Hypothesis 1: The "Optimal Filling" Hypothesis (Fractal Dimension)

Expected Outcomes Under \(H_{10}\) (Null)

If the null hypothesis is correct---that there is no difference in fractal dimension across forest types---we predict:

  • Fractal Dimension: Invariant across all groups at \(D = 2.3 \pm 0.2\)
  • ANOVA: \(F\)-statistic with \(p > 0.05\)
  • No systematic trend with forest age or disturbance history

Expected Outcomes Under \(H_{1a}\) (Alternative)

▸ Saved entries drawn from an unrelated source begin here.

PR #1540, opened 2018-11-28
Use builtin functions from global namespace

massimilianobraglia:
Hey all, thank you for Elastica!

As stated here https://github.com/ruflin/Elastica/pull/1523#discussion_r225459352 (deeper informations can be found here: https://veewee.github.io/blog/optimizing-php-performance-by-fq-function-calls/), calling builtin functions from the global namespace can improve OP cache performance.

I think I've just covered all function calls (or I hope so 😄)

### DIFF
--- a/.php_cs
+++ b/.php_cs
@@ -1,32 +1,30 @@
 <?php
 
-$finder = Symfony\CS\Finder\DefaultFinder::create()
-    ->in(['lib', 'test']);
+$finder = PhpCsFixer\Finder::create()
+    ->in([__DIR__])
+    ->exclude(['vendor', 'var'])
+    ->notPath('/cache/')
+;
 
-$config = Symfony\CS\Config\Config::create()
-    ->setUsingCache(true)
-    ->level(Symfony\CS\FixerInterface::SYMFONY_LEVEL)
-    ->fixers([
-        // [contrib] Multi-line whitespace before closing semicolon are prohibited.
-        'multiline_spaces_before_semicolon',
-        // [contrib] There should be no blank lines before a namespace declaration.
-        'no_blank_lines_before_namespace',
-        // [contrib] Ordering use statements.
-        'ordered_use',
-        // [contrib] Annotations should be ordered so that param annotations come first, then throws annotations, then return annotations.
-        'phpdoc_order',
-        // [contrib] Arrays should use the short syntax.
-        'short_array_syntax',
-        // [contrib] Ensure there is no code on the same line as the PHP open tag.
-        'newline_after_open_tag',
-        // [contrib] Use null coalescing operator ?? where possible
-        'ternary_to_null_coalescing',
-        // [contrib] There should not be useless else cases.
-        'no_useless_else',
-        // [contrib] Use dedicated PHPUnit assertions for better error messages.
-        '@PHPUnit60Migration:risky' => true,
-        //'php_unit_dedicate_assert' => ['target' => 'newest'],
+return PhpCsFixer\Config::create()
+    ->setFinder($finder)
+    ->setRules([
+        '@PSR2' => true,
+        '@Symfony' => true,
+        'psr0' => false,
+        'array_syntax' => ['syntax' => 'short'],
+        'concat_space' => ['spacing' => 'one'],
+        'blank_line_after_opening_tag' => false,
+        'lowercase_cast' => true,
+        'lowercase_constants' => true,
+        'lowercase_keywords' => true,
+        'no_trailing_comma_in_singleline_array' => true,
+        'no_unused_imports' => true,
+        'ordered_imports' => true,
+        'native_function_invocation' => true,
+        'php_unit_test_case_static_method_calls' => ['call_type' => 'self'],
+        'php_unit_dedicate_assert' => ['target' => 'newest'],
+        'ternary_to_null_coalescing' => true,
+        'phpdoc_order' => true,
     ])
-    ->finder($finder);
-
-return $config;
+;
--- a/env/elastica/composer.json
+++ b/env/elastica/composer.json
@@ -13,14 +13,14 @@
     ],
     "require": {
         "php": "^7.0",
-        "phpdocumentor/phpdocumentor":"~2.8",
-        "fabpot/php-cs-fixer":"1.11.*",
-        "mayflower/php-codebrowser":"~1.1",
-        "pdepend/pdepend":"~2.2",
-        "phploc/phploc":"~2.1",
-        "phpmd/phpmd":"~2.3",
-        "phpunit/phpunit":"~5.6",
-        "sebastian/phpcpd":"~2.0",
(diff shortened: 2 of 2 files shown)


p365labs:
Hi @massimilianobraglia tnx for the PR! 
This is a sux idea, I wonder if this could be a process to use during release instead of doing it on all classes. Considering tools like [php-backslasher](https://github.com/nilportugues/php-backslasher) or the one from [Ocramius](https://github.com/Roave/FunctionFQNReplacer) still exists I think it would be useful for us and the project to have this type of tools in pipeline during release. 
After linting the code we can also use this kind of tools. 

@ruflin & @Tobion ?

ruflin:
Would be nice if we could automate this. Also for linting, we should probably do it on each PR and not only on release time.

massimilianobraglia:
Hey @p365labs and @ruflin!

Regarding backlashing:
When using https://github.com/nilportugues/php-backslasher all builtin elements will be backlashed (even literals like `null` or `true`/`false`). 
As they are keywords, those should not be backslashed in my opinion.

I'll dig into the package to see if it is configurable some way.

The tool made by Ocramius is worthy as it only backslashes the function calls. But (as stated here https://github.com/Roave/FunctionFQNReplacer#usage) it will break the coding style.

For linting probably Elastica should adopt https://github.com/FriendsOfPHP/PHP-CS-Fixer 😄 

I agree with @ruflin regarding linting and backslashing every PR

ruflin:
We use `php-cs`: https://github.com/ruflin/Elastica/blob/master/.php_cs It's just not run on build time (but we should). 

Keep us posted on your findings.

massimilianobraglia:
Oh. Sorry about that, I must be blind!

Anyway, ok I'll keep you updated.

Il giorno mar 4 dic 2018, 08:42 Nicolas Ruflin <notifications@github.com>
ha scritto:

massimilianobraglia:
Unfortunately, https://github.com/nilportugues/php-backslasher is not configurable

massimilianobraglia:
Sorry about the delay in my answer. This week is a little busy 😞

I just found that with the last version of PHP-CS-Fixer it is possible to automate backslashing by using the `'native_function_invocation' => true` rule. 

Am I wrong or Elastica uses version 1 of PHP-CS-Fixer?
If yes, maybe we can define a new set of CS rules in this PR.

ruflin:
If we need a newer version of php-cs fixer this should not be an issue, we can just update it here: https://github.com/ruflin/Elastica/blob/master/env/elastica/composer.json#L17

massimilianobraglia:
ok then. I'm going to propose a new rule set for CS using the last PHP-CS-Fixer version

massimilianobraglia:
I have just updated the PR with a new rule set. @ruflin can you give it a look?

massimilianobraglia:
Ok, I'm gonna leave the comments. Anyway this is my proposal of CS trying to keep the Elastica CS and merge it with PSR2. Some rules from the version 1 and version 2 changed name or theirs value

p365labs:
@massimilianobraglia well done!
@ruflin this should be also solved the problem from #1535 

The ruleset config war from new Php-CS-Fixer version.

p365labs:
@massimilianobraglia looks like u have conflicts on composer.json versions. Remember if you want to check it out locally you can execute tests quickly on u're development machine:

```make tests```

Remember tests are executed against PHP 7.0, PHP 7.1, PHP 7.2, and PHP 7.3RC6 (stable PHP 7.3 waiting to be merged). Locally by default is executed against the lower version tested *PHP 7.0*.
If you want to execute tests against a specific version

```make tests TARGET=73```

and set the value for the specific PHP environmnet

**Comment by ruflin** [comment]
We should add to this PR running `make lint` to see the actual changes (it's not run by CI). What I worry is that the change will be massive.

It would be nice if we perhaps can split this up into 2 PR's:

* Migrate CS fixer to version 2 with as little changes as possible and run `make lint`
* Add new features to CS fixer 2 and run `make lint`

Like this we see what is actually new.

**Comment by massimilianobraglia** [comment]
Thank you @p365labs! I'll check it ASAP 😄

**Comment by ruflin** [comment]
If nothing really changed, why would then there be a massive PR? We can try with 1 and then see what happens :-)

**Comment by p365labs** [comment]
If I've understand well we should : 

- make lint before travis build
- make lint before merging every PR

am I right ? 

@ruflin & @massimilianobraglia ?

**Comment by ruflin** [comment]
@p365labs Moving forward, that would be great. The reason I have not enabled the check so far is because just running `make lint` requires docker to be around which is not the case on all dev machines and could be a burden for contributors. But with php-cs fixer as more and more a standard we could also offer a way outside docker to run it and get it green.

**Comment by massimilianobraglia** [comment]
@ruflin there will be a massive change because probably nearly all files will be touched with the new CS rules 😄 

@p365labs I agree with @ruflin :)

In my case, I have the fixer installed on my local machine (and I can run it outside docker). 
Should I change the `lint` make rule with the following?

Before:
```sh Makefile
lint:
	${RUN_ENV} php-cs-fixer fix
```

After:
```sh
	ifeq (, $(shell which php-cs-fixer))
		$(error "Could not find php-cs-fixer in $(PATH). Exiting...")
	endif
	php-cs-fixer fix --allow-risky=yes
```

p365labs:
@ruflin & @massimilianobraglia  mmm so let me understand :
The idea is to execute tests locally with docker but not the linter with it ?
The only way a developer has to do functional tests on our stack is to
have Docker setup, otherwise tests will fail. So I cannot see the need to execute
the linter outside docker. 

Also if you use this notation :
```bash
ifeq (, $(shell which php-cs-fixer))
		$(error "Could not find php-cs-fixer in $(PATH).")
		exit 1;
	endif
	php-cs-fixer fix --allow-risky=yes
```

linting will be always executed locally with an unknown version of the linter.
Linting inside the docker forces al the developers using the same Fixer 
'cause it's inside composer.json.

As for example the #1535 add some configs which fails on our LINT because 
That configs were for Php-CS-Fizer 2.x.

Not sure this is the most viable way, but I'm open to understand the best way to do
it.

massimilianobraglia:
@p365labs your is absolutely the right point IMO. 
The snippet of my rule lint I posted on my last comment was just an example and obviously editable.

+1 for having the linter in docker

ruflin:
Ok, lets keep the linter in docker only then. Like this we also ensure that everyone uses the exact same version and should make it easy to execute on CI. If people struggle with it we can still introduce `make lint-local` as a backup.

For the large PR: I'm ok if all files are touched in a PR but I hope we can make the move to version 2 as minimal as possible (mostly adjusting indentations etc) and then add more rules in separate PR's. The part I don't fully understand is why the move to php-cs fixer 2 means big changes.

Perhaps best open a PR with the new linting applied and we can discuss it there?

p365labs:
@ruflin yep agree

massimilianobraglia:
all right then. I'm going to open multiple PRs!

PR #1542, opened 2018-11-28
[WIP] Typehintings

massimilianobraglia:
Hey there, it's me again 😄
Since PHP 7.0 has been introduced, I think Elastica should use strict typehintings in method signatures.

This is a WIP PR.
For now I have type hinted `Elastica\Aggregation` and `Elastica\Bulk` namespaces.

I suggest also to use `declare(strict_types=1);` directive (http://php.net/manual/en/functions.arguments.php#functions.arguments.type-declaration.strict)


ruflin:
In general I like the idea. I don't think it will be a problem for backports as we rarely do backports. Probably also a good time as security support ends for 7.0 in 3 days: http://php.net/supported-versions.php

What I wonder is how we do the full migration and don't have errors in :-) If we introduce a type but it was an other one or we even allowed 2 different ones (but 1 was documented) we break things.

massimilianobraglia:
In order to not do BC we can leave the `mixed` type whenever it is documented so. I have already used this strategy:
https://github.com/ruflin/Elastica/pull/1542/commits/f0f3f6d52abb0ef263a3fb8db4f370b583e3126d#diff-839167e54614a2676094c9f11220a039R109

```php
class TopHits
{
    // [...]

    /**
     * Set script fields.
     *
     * @param array|\Elastica\Script\ScriptFields $scriptFields
     *
     * @return $this
     */
    public function setScriptFields($scriptFields): self
    {
        if (is_array($scriptFields)) {
            $scriptFields = new ScriptFields($scriptFields);
        }

        return $this->setParam('script_fields', $scriptFields);
    }
 
   // [...]
}
```

`TopHits::setScriptFields` accepts array and ScriptFields.

In this case we should not BC the signature and leave the unspecified type IMO.

That said, as PHP 7.0 security support ends soon as stated by @ruflin, should Elastica consider an upgrade?

massimilianobraglia:
Obviously, using typehintings permits to remove no more useful variable type checks in method parameters (I'm mentioning this because the codebase sometime contains explicit type checks with exception and there are sometime also tests about it)

ruflin:
@massimilianobraglia I still wonder what our best path forward here is to make sure we keep having reviewable PR's but still can do batch changes. One idea: Create a meta issue to track the work and for example do PR's per package?

massimilianobraglia:
If you want me to create multiple PRs (one per namespace) for this one there are no problems :)
I probably need to leave Interfaces like `ArrayableInterface` at the end (since I cannot set the return type of `toArray` method as it is used by multiple classes across namespaces).

Did I understand correctly?

ruflin:
Yes, that would be great.

massimilianobraglia:
Ok! You can track the work in progress in this issue https://github.com/ruflin/Elastica/issues/1548 😄 
I'm closing this in favour of the others!

Issue #1541, opened 2018-11-28
Suggestions on multiple types/fields return results only for the last suggestion


ShytN1k:
Hello!
I've used your lib not for a long, but it helped me a lot. Thank you!
I have a question about suggestions on multiple types/fields.
I tried to get request with curl.
```
 curl -X GET localhost:9200/index/_search?pretty -d '
 {
     "suggest" : {
         "first_suggestion" : {
             "prefix" : "abe",
             "completion" : {
                 "field" : "first_suggestion"
             }
         },
         "second_suggestion" : {
             "prefix" : "abe",
             "completion" : {
                 "field" : "second_suggestion"
             }
         }
     }
 }'
```
and I got expected result with results for the both completions:
```
{
  "took" : 1,
  "timed_out" : false,
  "_shards" : {
    "total" : 5,
    "successful" : 5,
    "skipped" : 0,
    "failed" : 0
  },
  "hits" : {
    "total" : 0,
    "max_score" : 0.0,
    "hits" : [ ]
  },
  "suggest" : {
    "second_suggestion" : [ ... ],
    "first_suggestion" : [ ... ]
  }
}
```
So now I try to do something similar to this in my code:
```
        $firstCompletion = new Completion('suggest', 'first_suggestion');
        $firstCompletion->setText('abe');

        $secondCompletion = new Completion('suggest', 'second_suggestion');
        $secondCompletion->setText('abe');

        $suggest = new Suggest();
        $suggest->addSuggestion($firstCompletion);
        $suggest->addSuggestion($secondCompletion);
        $query = Query::create($suggest);
        $resultSet = $index->search($suggest);
```
But I get only reasons for the last provided suggestion. Dump of the result:
```
array (size=1)
  'suggest' => 
    array (size=1)
      0 => 
        array (size=4)
          'text' => string 'abe' (length=3)
          'offset' => int 0
          'length' => int 3
          'options' => 
            array (size=1)
              0 => 
                array (size=5)
                  'text' => string 'abeda' (length=5)
                  '_index' => string 'index' (length=5)
                  '_type' => string 'second' (length=6)
                  '_id' => string '4' (length=1)
                  '_score' => float 1
```
I tried to switch lines `$suggest->addSuggestion($firstCompletion);` and `$suggest->addSuggestion($secondCompletion);` and I got results for the first completion. 
[...]

PR #1543, opened 2018-11-30
update Term Suggester, test multiple completion suggestions

p365labs:
In reference #1541 I made some more tests, I also addedd a method for choosing the distance algorithm


p365labs:
This PR in fact add a test in order to verify the #1541 to have a use case that cover that example.
I've also added a method 

```php
public function setStringDistanceAlgorithm($distanceAlgorithm)
```
and its test to include this [option](https://www.elastic.co/guide/en/elasticsearch/reference/current/search-suggesters-term.html#_other_term_suggest_options) which was not in the class.

ruflin:
Code LGTM. Want to add a changelog entry?

p365labs:
@ruflin  done :)

PR #1545, opened 2018-12-04
Add php73 support and Xdebug

p365labs:
- Added support for php7.3rc6 (it will be released in dicember)
- Updated to XDebug 2.6.x in php 7.0,7.1 and 7.2
- add XDebug 2.7.1Beta into


p365labs:
The idea behind php 7.3 is to having it already running our test suite and check if there are problems, considering it will be released in December

ruflin:
Glad to see it's all green.

PR #2136, opened 2022-12-14
Allow PHP 8.2

franmomu:
Adds support for PHP 8.2

### DIFF
--- a/CHANGELOG.md
+++ b/CHANGELOG.md
@@ -32,6 +32,7 @@ and this project adheres to [Semantic Versioning](https://semver.org/spec/v2.0.0
   * `Elastica\QueryBuilder\DSL\Query::common_terms()` -> use `Elastica\QueryBuilder\DSL\Query::match()` instead
   * `Elastica\Transport\HttpAdapter` -> use `Elastica\Transport\Http` instead
 ### Added
+* Added support for PHP 8.2 [#2136](https://github.com/ruflin/Elastica/pull/2136)
 ### Changed
 ### Deprecated
 ### Removed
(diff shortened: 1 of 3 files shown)


CHANGELOG.md
```diff
@@ -32,9 +31,11 @@ and this project adheres to [Semantic Versioning](https://semver.org/spec/v2.0.0
   * `Elastica\QueryBuilder\DSL\Query::common_terms()` -> use `Elastica\QueryBuilder\DSL\Query::match()` instead
   * `Elastica\Transport\HttpAdapter` -> use `Elastica\Transport\Http` instead
 ### Added
+* Added support for PHP 8.2 [#2136](https://github.com/ruflin/Elastica/pull/2136)
 ### Changed
 ### Deprecated
 ### Removed
+* Dropped support for PHP <8.0 [#2131](https://github.com/ruflin/Elastica/pull/2131)
```
franmomu: I've moved this entry since it is not really BC Break, if the user is using PHP < 8.0 it won't be able to use this version since composer won't allow it.

ruflin: I would still keep it under breaking change. Imagine a user goes to the changelog for 8.0 and wants to see what the breaking changes are. Nothing around 8.0 in it and then tries to deploy it but can't. Agree, the technical bits are in place but I hope users read the changelog before.

franmomu: I've reverted this change since it's not related to this PR, I hope users try their projects with the PHP version used in their servers, but well you'll never know 🙈

ruflin:
Thx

If the alternative hypothesis is correct---that old-growth forests exhibit higher fractal dimensions due to optimal space packing---we predict:

Group A (Old Growth):

  • \(D_{\text{surf}} = 2.6\)--\(2.8\)
  • Multi-layered canopy structure
  • Maximum "surface area" for photosynthesis

Group B (Late-Successional with Disturbance):

  • \(D_{\text{surf}} = 2.3\)--\(2.5\)
  • Developing heterogeneity
  • Recovering toward optimal packing

Group C (Monoculture Plantation):

  • \(D_{\text{surf}} = 2.1\)--\(2.3\)
  • Near-uniform canopy ("flat sheet")
  • Poor space utilization

Predicted Measurement Ranges

Group Forest Type \(D_{\text{surf}}\) (\(H_0\)) \(D_{\text{surf}}\) (\(H_A\))
A Old Growth (>200 yr) \(2.3 \pm 0.2\) \(2.70 \pm 0.10\)
B Late-Successional \(2.3 \pm 0.2\) \(2.40 \pm 0.12\)
C Plantation (20-50 yr) \(2.3 \pm 0.2\) \(2.15 \pm 0.10\)

Hypothesis 2: The "Scale Invariance" Hypothesis (Lacunarity)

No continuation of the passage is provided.